Each of Gamow's cavities was bounded by the bases at the four corners of a diamond. If the DNA helix is oriented vertically, the bases at the top and bottom corners of a diamond are on the same strand and are separated by a single intervening base; the left and right corners of the diamond are defined by that intervening base and by its complementary partner on the opposite strand.

Some years later, Crick wrote: "The importance of Gamow's work was that it was really an abstract theory of coding, and was not cluttered up by a lot of unnecessary chemical details...." Actually, Gamow's description of the diamond code had more chemical clutter than many of the later code proposals, but it was indeed the abstract parts of the scheme that made an impression and had a lasting influence. In particular, Gamow's treatment of the problem of mismatched alphabets is still the starting point for textbook accounts of the genetic code.

The alphabet problem is simply that there are 20 kinds of amino acids in proteins but only four kinds of nucleotide bases in DNA. Hence there cannot be any one-to-one mapping from bases to amino acids. Using two bases to represent each amino acid still comes up short, since there are only 16 doublets of bases. It therefore seems that the basic unit of information in the genetic code can be no smaller than a triplet of bases. But there are 64 triplets—more than three times the number needed. Explaining away this excess became a major preoccupation of coding theorists.

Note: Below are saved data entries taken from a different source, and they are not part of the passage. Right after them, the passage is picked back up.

PR #640, opened 2024-05-07
Don't remove the login package

miceg:
It looks like the `login` package was marked for removal in https://github.com/kartoza/docker-geoserver/pull/45, in an attempt to reduce the final image size.

However, the `login` package is present in the `tomcat:9.0.85-jdk17-temurin-focal` base image:

```
$ docker run --rm -it tomcat:9.0.85-jdk17-temurin-focal dpkg -l login
Desired=Unknown/Install/Remove/Purge/Hold
| Status=Not/Inst/Conf-files/Unpacked/halF-conf/Half-inst/trig-aWait/Trig-pend
|/ Err?=(none)/Reinst-required (Status,Err: uppercase=bad)
||/ Name           Version                  Architecture Description
+++-==============-========================-============-=================================
ii  login          1:4.8.1-1ubuntu5.20.04.4 arm64        system login tools
```

While the running `geoserver` image will now report lower disk space usage, this doesn't actually have any effect on the image's true on-disk size – [it's still present in the base layers](https://docs.docker.com/storage/storagedriver/).

This PR just removes that command, because it has no effect.

### DIFF
--- a/Dockerfile
+++ b/Dockerfile
@@ -24,7 +24,6 @@ RUN set -eux; \
         ttf-bitstream-vera ttf-sjfonts tv-fonts  libapr1-dev libssl-dev git \
         wget zip unzip curl xsltproc certbot  cabextract gettext postgresql-client figlet gosu gdal-bin libgdal-java; \
       dpkg-divert --local --rename --add /sbin/initctl \
-      && (echo "Yes, do as I say!" | apt-get remove --force-yes login) \
       && apt-get clean \
       && rm -rf /var/lib/apt/lists/*; \
       # verify that the binary works


NyakudyaA:
@miceg I thought the removal of the login package was for security reasons not the size reduction. Let's get the actions to run and see if there are any security implications on the login page

miceg:
It's not clear to me what security advantage there is to doing this, or how an attacker could leverage the `login` package in a way that they couldn't with other system packages. The only setuid binary in the package is `newgrp`, which has similar functionality to `gosu` (which is explicitly installed).

I had a look on GitHub, and the only `Dockerfile`s which remove this package appear to be forks or derivatives of this repository: https://github.com/search?q=%22apt-get+remove+--force-yes+login%22+path%3ADockerfile&type=code&p=4

I couldn't find any hits with `--allow-remove-essential`, which replaces `--force-yes`.

I acknowledge that in normal operation (as a container), the package shouldn't be used by anything. The bit that worries me is that it's removing an "essential" package – the required "Yes, do as I say!" confirmation should be seen as a warning signal. :)

PR #646, opened 2024-05-12
update compose files to use env variables

NyakudyaA:


scripts/env-data.sh
```diff
@@ -450,7 +423,8 @@ if [ -z "${MONITORING_BBOX_LOG_LEVEL}" ];then
 fi
 
 if [ -z "${ENTITY_RESOLUTION_ALLOWLIST}" ];then
-  ENTITY_RESOLUTION_ALLOWLIST="www.w3.org|schemas.opengis.net|www.opengis.net|inspire.ec.europa.eu/schemas"
+  #ENTITY_RESOLUTION_ALLOWLIST="www.w3.org|schemas.opengis.net|www.opengis.net|inspire.ec.europa.eu/schemas"
+  ENTITY_RESOLUTION_ALLOWLIST="*"
```
miceg: This shouldn't be disabled by default – it's a security risk.

Have a look at #651 – I suspect you may have hit the same issue as I did, and there's a better work-around there which doesn't introduce security problems.

**Edit:** I've just found #650, and that confirmed my suspicion 😄

scenario_tests/clustering/tests/test_clustering_master.py
```diff
@@ -84,6 +85,10 @@ def test_publish_store(self):
             geo.publish_featurestore(workspace='%s'
                                                % self.geo_workspace_name, store_name='%s' % self.store_name,
                                      pg_table='states')
+            copy("/usr/local/tomcat/data/styles/default_polygon.sld", "/usr/local/tomcat/data/styles/states.sld")
+            layer_sld_file = "/usr/local/tomcat/data/styles/states.sld"
+            geo.upload_style(path=r'%s' % layer_sld_file, workspace='%s' % self.geo_workspace_name)
```
miceg: I'd use `str(layer_sld_file)` instead of string formatting – it's much cleaner.

Issue #642, opened 2024-05-07
validate_url and download_extension request every URL twice, and don't re-use connections, making builds really slow


miceg:
### What is the bug or the crash?

`validate_url` and `download_extension` request every URL twice:

https://github.com/kartoza/docker-geoserver/blob/2d02b4df3e26df1cbb64b3cb4757e2f7aed597a2/scripts/functions.sh#L15-L16

https://github.com/kartoza/docker-geoserver/blob/939ee005d27fe123ce75c832e9706fe2825dc642/scripts/functions.sh#L129-L130

1. They first make a HTTP head request, and check the server response code, but in different ways:
   * `validate_url` fetches the URL with `wget -S --spider`
   * `download_extension` fetches the URL with `curl --head`
2. The URL is fetched with `wget` normally, and saved to a file.

As a shell script, there's no connection re-use between `wget`/`curl` calls, so this goes through a TCP (and TLS) handshake twice. That's 1 round-trip for HTTP or 3 round-trips for HTTPS... before you've even sent the HTTP request (another round-trip).

Many requests go to the same host (eg: `build.geoserver.org`, `sourceforge.net`), so could benefit by passing a URL list to `wget` rather than starting up new processes.

### Steps to reproduce the issue

Build the image with any significant amount of latency to `build.geoserver.org` or other sites – it takes many minutes.

### Versions

Current develop branch: https://github.com/kartoza/docker-geoserver/commit/2d02b4df3e26df1cbb64b3cb4757e2f7aed597a2

### Additional context

I'm sitting at about 200 ms latency to `build.geoserver.org`, so each HTTPS request takes at least 800ms (3 round-trips setup + 1 round-trip for the actual HTTP request) before the server has even sent a single byte of content. Doing that *twice* blows it out to 1.6 seconds/URL, and that's just network latency.

Looking at *just* the community plugins, with 68 community plugins, sending just *one* request per plugin would reduce build time by at least 54 seconds (at 200 ms latency).

If the download code was refactored so that all the plugin download requests happened in the same `wget` process, it could benefit from connection re-use, and get off 3 round-trips for every URL after the first (204 round-trips total = 41 seconds).

All up, fixing *just* the community plugins would reduce the build time at least 1.5 minutes (at 200 ms latency). I suspect the actual savings (for *all* downloads) would be much higher, and higher your latency, the bigger the impact.

[...]

PR #658, opened 2024-05-28
Don't re-download required plugins, update community plugin list.

miceg:
Some more prep work as part of #642:

* Create `required_plugins.txt` which lists [all mandatory plugins](https://github.com/kartoza/docker-geoserver/blob/7bcc741fdaef1c355e71e5c407b65ebf92cf96a5/scripts/setup.sh#L75-L79).

  A future PR will use this file as a download list.

* Remove all mandatory plugins from `stable_plugins.txt`, [which are already downloaded elsewhere](https://github.com/kartoza/docker-geoserver/blob/7bcc741fdaef1c355e71e5c407b65ebf92cf96a5/scripts/setup.sh#L75-L79).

Gamow's diamond code—viewed abstractly, after sweeping away the chemical clutter—turns out to be a triplet code in disguise. Although the diamonds have four corners, the paired bases along the horizontal diagonal are complementary, and so only one of them carries any information; the other is entirely determined by the rules that link A with T and C and G. Thus each code word—or "codon"—consists of three bases lined up along one strand. There are 64 possible codons, but not all of them are distinct. Gamow noted that most amino acid side chains are symmetrical, and he therefore postulated that the diamonds could be flipped end-for-end or flopped side-to-side without changing their meaning. For example, the triplet CAG becomes GAC when it is flipped end-for-end, and both of these codons must specify the same amino acid. Flopping CAG side-to-side changes the middle A into a complementary T, so that CTG and GTC are also members of the same family of equivalent codons. When all such symmetries are taken into account, how many distinct codons remain? Gamow counted them up and found the answer is 20—just the magic number he was looking for.

The diamond code had another important property: It was an overlapping triplet code. Each nucleotide base (except perhaps at the ends of a strand) claimed simultaneous membership in three adjacent codons. For example, the base sequence GATTACA consists of five overlapping triplets: GAT, ATT, TTA, TAC and ACA. At the time, overlapping triplets seemed like a good idea. There was a stereochemical justification: The spacing between amino acids in a protein is similar to the spacing between bases in DNA, so that the two polymers mesh best when their subunits are matched one-to-one. The overlapping code also maximizes the density of information storage: Even though three bases are needed to specify any single amino acid, the overall ratio of bases to amino acids approaches 1:1. Finally, overlapping imposes constraints on the possible sequences of amino acids. Gamow thought the constraints might reveal the nature of the code; as it turned out, they were the downfall of his hypothesis.